By Derickson Lawrence
To be sure, the Office of the State Comptroller (OSC) deserves high marks for establishing a fiscal stress tool-kit for local governments. According to the OSC, “fiscal stress” refers to the difficulties in generating enough revenues to meet expenditures in the long term. And it measures a local government’s ability to balance its budget, pay its bills, keep its debt in check and have some funds left over at the end of the fiscal year.
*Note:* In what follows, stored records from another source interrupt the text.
PR #1332, opened 2021-07-06
Bug 1716802 - Dont dryrun mozagg trim db

fbertsch:


acmiyaguchi (approved):
Add a reference to the bug number in the squash (https://bugzilla.mozilla.org/show_bug.cgi?id=1716802), otherwise looks good to me.

PR #1333, opened 2021-07-08
Bug 1719188 - Set max_active_runs to 1

acmiyaguchi:
I'm backfilling [bug 1719188](https://bugzilla.mozilla.org/show_bug.cgi?id=1719188). These jobs are set up so there is no depends on past, but it is problematic if they run concurrently. This should allow for clearing of past tasks and allowing airflow to schedule the jobs appropriately.


dags/glam_fenix.py
```diff
@@ -18,6 +18,7 @@
     "email_on_retry": True,
     "retries": 1,
     "retry_delay": timedelta(minutes=30),
+    "max_active_runs": 1
```
scholtzan, line 21: I believe this needs to be passed as [parameter into `DAG(... , max_active_runs=1, ...)`](https://airflow.apache.org/docs/apache-airflow/stable/_api/airflow/models/dag/index.html#airflow.models.dag.DAG). See also: https://github.com/mozilla/telemetry-airflow/blob/89724725eef46d2a7f9c75f93d8af1da9eb7e990/dags/experiments_live.py#L22

scholtzan (approved):

PR #1340, opened 2021-07-23
Bug 1719188 - Add individual tasks for glam-fenix dag

acmiyaguchi:
[bug 1719188](https://bugzilla.mozilla.org/show_bug.cgi?id=1719188)

This sets the dependencies between all of the tasks in the dag. All of the tasks are in the same DAG, which ends up being quite a few. 

This is straight port of the [`run_glam_sql`](https://github.com/mozilla/bigquery-etl/blob/main/script/glam/run_glam_sql) script, and uses the functions directly to run the job.

image

The primary role of breaking all the tasks out like this is to be able to retry on the `clients_{scalar|histogram}_aggregates` job exactly once, since now scalar/histograms run in parallel and can cause issues.

See https://github.com/mozilla/bigquery-etl/pull/2208


dags/glam_fenix.py
```diff
@@ -84,17 +88,63 @@
...
     for dependency in LOGICAL_MAPPING.get(product, [product]):
-        mapping[dependency] >> query
+        mapping[dependency] >> cdsa
+        mapping[dependency] >> cdha
+
+    csa_init = init(task_name=f"{product}__clients_scalar_aggregates_v1")
+    csa = query(task_name=f"{product}__clients_scalar_aggregates_v1")
+
+    cdsa >> csa_init
+    lv >> csa_init
```
BenWu, line 120: If `cdsa >> lv` and `lv >> csa_init`, do we need `cdsa >> csa_init`?

dags/glam_fenix.py
```diff
@@ -84,17 +88,63 @@
...
+    csa_init >> csa
+
+    cha_init = init(task_name=f"{product}__clients_histogram_aggregates_v1")
+    cha = query(task_name=f"{product}__clients_histogram_aggregates_v1")
+
+    cdha >> cha_init
```
BenWu, line 126: Same comment as with `cdsa >> csa_init`

BenWu (approved):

But even that fiscal stress tool-kit appears dated in today’s COVID-19 pandemic.
As the epicenter of coronavirus pandemic, New York State’s “stay-home” requirements created a ghost town in Times Square, and in every mall, Main Street, and municipality. “In terms of the economic dislocation, I think it’s fair to say we are going to quickly surpass anything we saw in the Great Recession,” said New York City’s Mayor Bill DeBlasio.
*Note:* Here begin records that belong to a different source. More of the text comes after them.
PR #1343, opened 2021-08-14
Update prio-processor v4 for minio gcs proxy

acmiyaguchi:
This makes a few changes to the way that containers are run in Kubernetes pods so the main container can access a minio proxy. The reason that this change was made is to accommodate https://github.com/mozilla/prio-processor/pull/117.

Normally when you run pods in a kubernetes cluster and you want them to talk to each other, you would [configure a service](https://kubernetes.io/docs/concepts/services-networking/service/). This isn't possible with the two operators that are available to us in Airflow (GKECreateClusterOperator and GKEPodOperator). Instead we use the `pod_mutation_hook` to modify the pod definition before it's sent to the cluster to run:

1. Allow containers to share the same process namespace and ports. Doing this allows one container to see the processes running in another container.
2. Add minio as a side-car container (available to other containers running on the same node)
3. Add third "reaper" container that watches the process namespace for a certain program name, then kill the minio process.
4. Run the main script and execute `exec -a <name> sleep 10` to notify the reaper container.

The reason for the complexity here is because the minio container will continue to run even after the main container finishes. This seems to work during testing, and I'm comfortable moving this to the actual airflow cluster.

There are a few things that may need to be done to mitigate failures:

1. A cluster may fail to start. In this case, clear the corresponding stop command.
2. A container may fail to shutdown. This can killed manually in the UI and the cluster shutdown.


acmiyaguchi:
This depends on https://mozilla-hub.atlassian.net/browse/DSRE-130 to run successfully.

dags/utils/gke.py
```diff
@@ -3,7 +3,7 @@ def create_gke_config(
     service_account,
     owner_label,
     team_label,
-    machine_type="n1-standard-1",
+    machine_type="n1-standard-2",
```
wlach, line 6: Did you mean to change these settings?

wlach (commented):
These changes look pretty reasonable to me in outline, though I don't know if I have enough experience with this type of Airflow job to be fully confident I'm not missing something. I think it would be a good idea to have someone from SRE take a look at this before landing.

acmiyaguchi:
Pulling in Harold to give the PR a look too.

dags/utils/gke.py
acmiyaguchi: Yes, there are now two containers running on the same node, so I want each of them to get their own core.

config/airflow_local_settings.py
```diff
@@ -1,11 +1,47 @@
...
+    "failed": "red",
+    "up_for_retry": "gold",
+    "up_for_reschedule": "turquoise",
+    "upstream_failed": "orange",
+    "skipped": "pink",
+    "scheduled": "tan",
 }
+
+
+def pod_mutation_hook(pod: V1Pod):
```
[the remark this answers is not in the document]
haroldwoo: I suspect because the upstream code lives outside the repo, and this is how you got things to work. If so I would normally say to import the upstream code, and modify the bits you want to change. But all of the k8s code for 2.0+ has gone under a lot of changes that I haven't been able to review yet, and a lot of work here will likely break when I upgrade.

I don't like this logic being put at a global place, which may require restarts/redeploys every time you need to modify something.

haroldwoo:
You may want to rethink this entire approach. From the airflow 2 docs (https://airflow.apache.org/docs/apache-airflow-providers-cncf-kubernetes/stable/operators.html):
--
Difference between KubernetesPodOperator and Kubernetes object spec
The KubernetesPodOperator can be considered a substitute for a Kubernetes object spec definition that is able to be run in the Airflow scheduler in the DAG context. If using the operator, there is no need to create the equivalent YAML/JSON object spec for the Pod you would like to run. The YAML file can still be provided with the pod_template_file or even the Pod Spec constructed in Python via the full_pod_spec parameter which requires a Kubernetes V1Pod.
--
I don't have the context of what exactly you're doing with minio/etc. but it may be easier to reason about a k8s pod operator where you fully define the pod spec, to include your sidecar or init container. This may remove your requirement to share process namespaces for your reaper functionality. You may also be able to rely on a large pod timeouts, or shared volume mount with semaphore file to remove your requirement of sharing a process namespace.

I would also suggest considering not trying to fit this whole workflow within airflow. Having a small long lived gke cluster will allow you to run a service, and you can use k8s cronjobs to perform batch work.

config/airflow_local_settings.py
```diff
@@ -1,11 +1,47 @@
...
+        minio_container.image = "minio/minio:RELEASE.2021-06-17T00-10-46Z"
+        minio_container.args = ["gateway", "gcs", "$(PROJECT_ID)"]
+        minio_container.name = "minio"
+        pod.spec.containers.append(minio_container)
+
+        # Search for a new process named `minio-done` and kill the minio
+        # container above. This can be done using `exec -a minio-done sleep 10`
+        # which will will create a process available in the shared namespace for
+        # 10 seconds.
+        pkill_container = deepcopy(pod.spec.containers[0])
```
haroldwoo, line 39: you are using this copy, modify, append logic more than once, it may justify writing a helper method (or use the kubernetes libraries to construct an object from scratch. There may be some metadata or other extra things that have implications

dags/prio/kubernetes.py
```diff
@@ -133,10 +129,19 @@ def container_subdag(
...
             ],
+        )
+
+        run_prio = GKEPodOperator(
+            task_id=f"processor_{server_id}",
+            name=f"processor_{server_id}",
+            cluster_name=cluster_name,
+            image=image,
+            arguments=arguments,
+            env_vars=dict(**env_vars, PYTHONUNBUFFERED="0"),
```
haroldwoo, line 140: ah the smart way

dags/prio_processor.py
```diff
@@ -67,6 +75,21 @@
     BUCKET_PRIVATE_B,
     "{{ var.value.prio_public_key_hex_internal }}",
     "{{ var.value.prio_public_key_hex_external }}",
+    env_vars={
+        # required for minio in the pod_mutation_hook
+        "PROJECT_ID": PROJECT_ADMIN,
+        "MINIO_ROOT_USER": username,
+        "MINIO_ROOT_PASSWORD": password,
```
haroldwoo, line 82: if you do go dedicated gke cluster route, a lot of these can be injected via secret to the containers

haroldwoo (commented):
Due to the complexity, we may want to meet to discuss other options. I'll also have a better idea of what the k8s landscape will look like in airflow2 in a few weeks

config/airflow_local_settings.py
```diff
@@ -1,11 +1,47 @@
...
-    "queued": 'gray',
-    "running": 'lime',
-    "success": '#0000FF',
-    "failed": 'red',
-    "up_for_retry": 'gold',
-    "up_for_reschedule": 'turquoise',
-    "upstream_failed": 'orange',
-    "skipped": 'pink',
-    "scheduled": 'tan',
+    "queued": "gray",
```
haroldwoo, line 7: is this some linting

acmiyaguchi:
I tried using the `pod_template_file` inside of the podoperator, but this functionality doesn't work in 1.10.15 (I tried it in [this commit](https://github.com/mozilla/telemetry-airflow/pull/1343/commits/70e5075e68272ced940d0d64931c3e3cd98817fb), see this issue https://github.com/apache/airflow/pull/6230#issuecomment-597176715 where the first version for this to hit is 2.x). 

Having a long lived kubernetes cluster with a minio service would be the easiest solution, using the podoperator in the intended usage.

config/airflow_local_settings.py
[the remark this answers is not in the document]
acmiyaguchi: This is how the `pod_mutation_hook` is supposed to be defined, as per the airflow documentation: https://airflow.apache.org/docs/apache-airflow/stable/kubernetes.html#pod-mutation-hook

config/airflow_local_settings.py
```diff
@@ -1,11 +1,47 @@
...
+
+    # check that we're running a prio-processor job, and spin up a side-car
+    # container for proxying gcs buckets.
+    if pod.metadata.labels["job-kind"] == "prio-processor":
+        pod.spec.share_process_namespace = True
+        # there is only one container within the pod, so lets append a few more
+
+        # for proxying gcs resource consistently across platforms
+        minio_container = deepcopy(pod.spec.containers[0])
+        minio_container.image = "minio/minio:RELEASE.2021-06-17T00-10-46Z"
```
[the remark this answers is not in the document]
acmiyaguchi: Probably, but the minio container is pinned because nince newer versions break behavior with the default port on the docker-compose version of the integration tests.

config/airflow_local_settings.py
acmiyaguchi: Yes, this is from black.

config/airflow_local_settings.py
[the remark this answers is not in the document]
haroldwoo: Ah, unfortunate. This effects all pods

In a move to get a jump on “flattening the curve,” to avert straining the state’s health care infrastructure Governor Cuomo suggested that, “We can’t win on defense. We win on offense.” Those remarks should apply to the economic front, as well. According to WAMC.Org News, referring to the pending April 1 budget, Senate Leader Andrea Stewart-Cousins (D- Yonkers) said the entire spending plan has to be reevaluated. “Every assumption has to be adjusted for the realities that we are in.”
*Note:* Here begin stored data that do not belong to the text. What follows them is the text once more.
PR #172, opened 2024-12-09
changesets action won't run on node 12, so upgrade to 20

andrew-nowak:
@guardian/digital-cms

changesets action won't run on node 12, so upgrade to 20


twrichards (approved):
Good thing anyway

PR #179, opened 2025-01-15
pass the user data with multifactor checked to invalidUserMessage

andrew-nowak:
Currently this function passes the version of the user data before the multifactor status has been checked into `invalidUserMessage`, which means that if the function has been overridden to provide specific messages about the user's invalid status, the user may see warnings about MFA not being active, despite that MFA is in fact active.

Update to pass in the latest version of the user data, which matches the version passed to the validity checker


bryophyta (approved):
looks good!

PR #182, opened 2025-02-19
key-rotation: monitor non-active-key use

rtyley:
As we perform the key-rotation enabled by #150, it'll be good to have insight into how many users are still using cookies signed by old keys (to be precise, keys that are not the _active_ key) - we should see it tail off within the space of 1 hour. 

This change adds monitoring that records how often cookies signed by non-active keys are being validated - when a non-active key is used, the stats are logged out.

> NON_ACTIVE_KEY_USED (used='1xpqc', active='6k065'): active_freq=Map(false -> 22, true -> 3) key_freq=Map('1xpqc' -> 25)

### Guava, rate-limiting & logging

The frequency of logging is throttled by Guava's [`RateLimiter`](https://github.com/google/guava/blob/master/guava/src/com/google/common/util/concurrent/RateLimiter.java) to once every 10 seconds per JVM. Consequently, **this update adds [Guava](https://github.com/google/guava) as a dependency**.

## Testing

I've tried this PR out using a preview release on [tagmanager.code.dev-gutools.co.uk](https://tagmanager.code.dev-gutools.co.uk/), where it worked as intended:

* https://github.com/guardian/tagmanager/pull/547

### DIFF
--- a/build.sbt
+++ b/build.sbt
@@ -87,7 +87,7 @@ lazy val root = Project("pan-domain-auth-root", file(".")).aggregate(
   exampleApp
 ).settings(
   publish / skip := true,
-  // releaseVersion := ReleaseVersion.fromAggregatedAssessedCompatibilityWithLatestRelease().value,
+  releaseVersion := ReleaseVersion.fromAggregatedAssessedCompatibilityWithLatestRelease().value,
   releaseCrossBuild := true, // true if you cross-build the project for multiple Scala versions
   releaseProcess := Seq[ReleaseStep](
     checkSnapshotDependencies,
--- a/pan-domain-auth-verification/src/main/scala/com/gu/pandomainauth/service/CryptoConf.scala
+++ b/pan-domain-auth-verification/src/main/scala/com/gu/pandomainauth/service/CryptoConf.scala
@@ -1,7 +1,9 @@
 package com.gu.pandomainauth.service
 
 import com.gu.pandomainauth.Settings._
+import com.gu.pandomainauth.internal.{KeyHashId, NonActiveKeyMonitoring}
 import com.gu.pandomainauth.service.Crypto.keyFactory
+import com.gu.pandomainauth.service.CryptoConf.Change.ActiveKey.TransitionCriteria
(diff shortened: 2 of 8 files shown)


pan-domain-auth-verification/src/main/scala/com/gu/pandomainauth/service/CryptoConf.scala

COVID-19 Fiscal Stress Report
Helping local governments (counties and municipalities) cope and deal with those new realities should be the subject of the updated “COVID-19 Fiscal Stress Report.” Equally important to include in the report, is the “tough love” with “kisses and sweeteners” to address the expense side of the budget. How do you make personnel cuts in this setting? Compassion reigns supreme, and for good reason. The alternative then becomes unthinkable: raising taxes.
With New York having three of the highest property taxed counties in the nation (Westchester, Rockland, Nassau) and with no real solutions to the “SALT” deduction cap, the Governor’s decision to push the State’s filing deadline to July 15, may be a recognition of the people’s pain.
This lag in state revenues will no doubt necessitate some innovative budget responses, which local governments may attempt to emulate. Invariably they will need some contour and structure. Moreover, opportunities to fill the broader $15 billion revenue budget gap – despite New York’s share of the recent $2 trillion federal relief package — are slim without a fourth federal rescue package that considers the proportionality of the devastation sustained by New York. To make matters worse, the timeline for that aid is unclear.
Flattening the Curve
This is where we can “win on offense”: by not flattening but crushing the curve of ailing municipalities. Without the contour, structure, and compliance timelines to guide local governments, from the OSC, many of them, including my home city of Mount Vernon, will need the equivalent of COVID-19 ventilators to keep them from going under.
The writer is the chairman of the City of Mount Vernon Charter Revision Commission, and is a former 2018 Candidate; U.S. Representative, NY 16th District.